Unless we’re looking to trigger our fight-or-flight response (even more) throughout the day—leading to even more impulsive + compulsive behavior!—this is not good. :)
Quick check in: Do you hold your breath in front of a screen? And especially when you’re checking email?
Pay attention. And, if so, it’s time to bring in some deliberate deep breathing as we engage in what Linda Stone calls “Conscious Computing”!
Deep breath in.
Deep breath out.
Repeat.
Rats + Email
“The psychologist B.F. Skinner came up with the idea of random reinforcement, where you give a rat a lever and every hundred times it presses the lever, it gets a piece of food. For the rat, that is exciting. But if the number is a random number—any number between one and one hundred—it actually ends up being more exciting. And the rat keeps on working much, much more, even if you take the reward away altogether.
I think that e-mail and social networks are a great example of random reinforcement. Usually, when we pull the lever to check our e-mail, it’s not that interesting. But, from time to time, it’s exciting. And that excitement, which happens at random intervals, keeps us coming back to check our e-mail all the time” ~ Dan Ariely
That’s Dan Ariely reflecting on the question: “Why is e-mail such a great temptation system?”
Random reinforcement. It works on rats and it works on us!
The next time you find yourself reaching to pull the email (or text/Facebook/Twitter/whatever) lever, you might want to imagine yourself dressed up as a rat and ask yourself if you *really* want to be quite so compulsive.
In Dan Ariely’s section, he also chats about how choice architecture affects our online consumption. He tells us: “the environment in which we make decisions tends to have a lot to do with what our final decisions are.”
Research shows, for example, that the placement of foods in a buffet line will influence the consumption of those foods. In short: Put healthy food front and center and it’ll be consumed much more than if it’s placed in the back.
Same thing with our consumption of content on our computers and smartphones. Facebook, Twitter, etc. are not interested in your overall productivity this year and lifetime. They want you to click on something RIGHT.THIS.SECOND.
We need to be aware of our rat-like tendencies to go for the immediately satisfying and create an environment that supports our long-term goals and deepest values.
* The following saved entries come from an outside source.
PR #9990, opened 2026-02-10
feat(core,community): ssrf hardening

hntrl:
## Summary

* Add new @langchain/core/utils/ssrf module with URL validation utilities to protect against SSRF attacks (private IPs, cloud metadata endpoints, localhost)
* Harden RecursiveUrlLoader in @langchain/community by integrating shared SSRF utilities — replaces vulnerable startsWith URL matching with origin-based comparison and adds validateSafeUrl before all fetch operations
* Bump @langchain/core peer dependency in @langchain/community to >=1.1.21

New exports
* @langchain/core/utils/ssrf:
  * validateSafeUrl(url, options?) — async URL validation with DNS resolution (throws on unsafe URLs)
  * isSafeUrl(url, options?) — non-throwing boolean wrapper
  * isPrivateIp(ip) — checks RFC 1918, loopback, link-local ranges
  * isCloudMetadata(hostname, ip?) — detects cloud metadata endpoints (AWS, GCP, Azure)
  * isLocalhost(hostname, ip?) — detects localhost variations
  * isSameOrigin(url1, url2) — origin-based URL comparison

### DIFF
--- a/libs/langchain-core/src/utils/ssrf.ts
+++ b/libs/langchain-core/src/utils/ssrf.ts
@@ -32,7 +32,8 @@ const LOCALHOST_NAMES = ["localhost", "localhost.localdomain"];
 /**
  * IPv4 regex: four octets 0-255
  */
-const IPV4_REGEX = /^(?:(?:25[0-5]|2[0-4]\d|1\d\d|[1-9]?\d)\.){3}(?:25[0-5]|2[0-4]\d|1\d\d|[1-9]?\d)$/;
+const IPV4_REGEX =
+  /^(?:(?:25[0-5]|2[0-4]\d|1\d\d|[1-9]?\d)\.){3}(?:25[0-5]|2[0-4]\d|1\d\d|[1-9]?\d)$/;
 
 /**
  * Check if a string is a valid IPv4 address.
@@ -261,7 +262,6 @@ export function isLocalhost(hostname: string, ip?: string): boolean {
 
   return false;
 }
-
 
 /**
  * Validate that a URL is safe to connect to.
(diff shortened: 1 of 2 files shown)


libs/langchain-core/src/utils/ssrf.ts
```diff
@@ -0,0 +1,401 @@
...
+  }
+
+  const addr = parseIp(addrStr);
+  if (!addr) {
+    return null;
+  }
+
+  const prefixLen = parseInt(prefixStr, 10);
+  if (isNaN(prefixLen)) {
+    return null;
```
christian-bromann, line 144: Consider adding validation for the `prefixLen` parameter to ensure it's non-negative:
```suggestion
const prefixLen = parseInt(prefixStr, 10);
if (isNaN(prefixLen) || prefixLen < 0) {
  return null;
}
```

libs/langchain-community/src/document_loaders/web/recursive_url.ts
```diff
@@ -142,6 +143,7 @@ export class RecursiveUrlLoader
   private async getUrlAsDoc(url: string): Promise<Document | null> {
     let res;
     try {
+      validateSafeUrl(url, { allowHttp: true });
```
christian-bromann, line 146: The `validateSafeUrl` call is synchronous but placed before an async operation. Consider awaiting it for consistency with the other call on line 174:
```suggestion
      await validateSafeUrl(url, { allowHttp: true });
```

libs/langchain-community/src/document_loaders/tests/recursive_url.test.ts
```diff
@@ -0,0 +1,83 @@
+import { test, describe, expect } from "@jest/globals";
+import { RecursiveUrlLoader } from "../web/recursive_url.js";
```
christian-bromann, line 2: Consider adding an integration test that actually instantiates the loader and verifies the SSRF protection works end-to-end, rather than just testing the logic in isolation.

The most basic form of stupidity is forgetting what we are trying to accomplish.
Sleep + Ultradians
“A couple of key scientific findings point the way. The first is that sleep is more important than food. You can go a week without eating and the only thing you’ll lose is weight. Give up sleep for even a couple of days and you’ll become completely dysfunctional. Even so, we’re all too willing to trade away an hour of sleep in the false belief that it will give us one more hour of productivity. In fact, even very small amounts of sleep deprivation take a significant toll on our cognitive capacity. The notion that some of us can perform adequately with very little sleep is largely a myth. Less than 2.5 percent of the population—that’s one in forty people—feels fully rested with less than seven to eight hours of sleep a night.
The second key finding is that our bodies follow what are known as ultradian rhythms—ninety-minute periods at the end of which we reach the limits of our capacity to work at the highest level. It’s possible to push ourselves past ninety minutes by relying on coffee, or sugar, or by summoning our own stress hormones, but when we do so we’re overriding our physiological need for intermittent rest and renewal. Eventually, there’s a price to pay.”~ Tony Schwartz
That’s from Tony Schwartz’s section talking about the importance of increasing our capacity to meet the ever-increasing demands on our performance.
1) Sleep is more important than food. You might be in that 2.5% who can get by on less than 7 hours of sleep and feel rested. If so, high fives! If not, sleep more!
2) Ultradian rhythms are big. 90 minutes on. And then take some time off. We need to make waves and renew or, eventually, there’ll be a price to pay!
Inspiration is for amateurs, the rest of us just show up and get to work.